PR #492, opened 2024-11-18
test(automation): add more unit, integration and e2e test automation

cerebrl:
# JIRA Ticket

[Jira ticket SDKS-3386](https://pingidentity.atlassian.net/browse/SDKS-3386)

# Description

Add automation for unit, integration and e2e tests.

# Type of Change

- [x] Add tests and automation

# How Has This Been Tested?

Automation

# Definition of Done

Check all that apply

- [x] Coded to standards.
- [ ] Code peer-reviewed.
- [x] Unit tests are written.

-------

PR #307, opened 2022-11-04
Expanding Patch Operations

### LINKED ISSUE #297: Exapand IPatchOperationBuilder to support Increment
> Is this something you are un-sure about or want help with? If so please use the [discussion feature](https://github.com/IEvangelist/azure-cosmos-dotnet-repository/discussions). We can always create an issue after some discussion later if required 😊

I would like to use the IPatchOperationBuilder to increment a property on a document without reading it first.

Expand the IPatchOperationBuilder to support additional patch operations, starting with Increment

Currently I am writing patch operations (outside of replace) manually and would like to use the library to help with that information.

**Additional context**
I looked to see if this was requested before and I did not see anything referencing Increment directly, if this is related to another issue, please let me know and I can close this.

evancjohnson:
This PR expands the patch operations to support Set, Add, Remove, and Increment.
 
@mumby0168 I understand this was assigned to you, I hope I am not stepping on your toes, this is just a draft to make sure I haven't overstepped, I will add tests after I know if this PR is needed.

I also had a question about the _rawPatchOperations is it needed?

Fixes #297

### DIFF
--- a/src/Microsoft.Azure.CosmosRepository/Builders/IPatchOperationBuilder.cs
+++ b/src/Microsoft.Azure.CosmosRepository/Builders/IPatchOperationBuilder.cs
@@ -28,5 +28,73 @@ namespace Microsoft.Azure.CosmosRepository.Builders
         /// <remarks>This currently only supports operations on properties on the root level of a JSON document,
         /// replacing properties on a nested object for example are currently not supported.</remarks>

-------

WHAT YOU ARE ASKED TO DO
Begin with the line that has "PR #492, opened 2024-11-18" in the listing above and end after the line that has "- [x] Unit tests are written."; output those lines exactly.

RESPONSE AREA
PR #492, opened 2024-11-18
test(automation): add more unit, integration and e2e test automation

cerebrl:
# JIRA Ticket

[Jira ticket SDKS-3386](https://pingidentity.atlassian.net/browse/SDKS-3386)

# Description

Add automation for unit, integration and e2e tests.

# Type of Change

- [x] Add tests and automation

# How Has This Been Tested?

Automation

# Definition of Done

Check all that apply

- [x] Coded to standards.
- [ ] Code peer-reviewed.
- [x] Unit tests are written.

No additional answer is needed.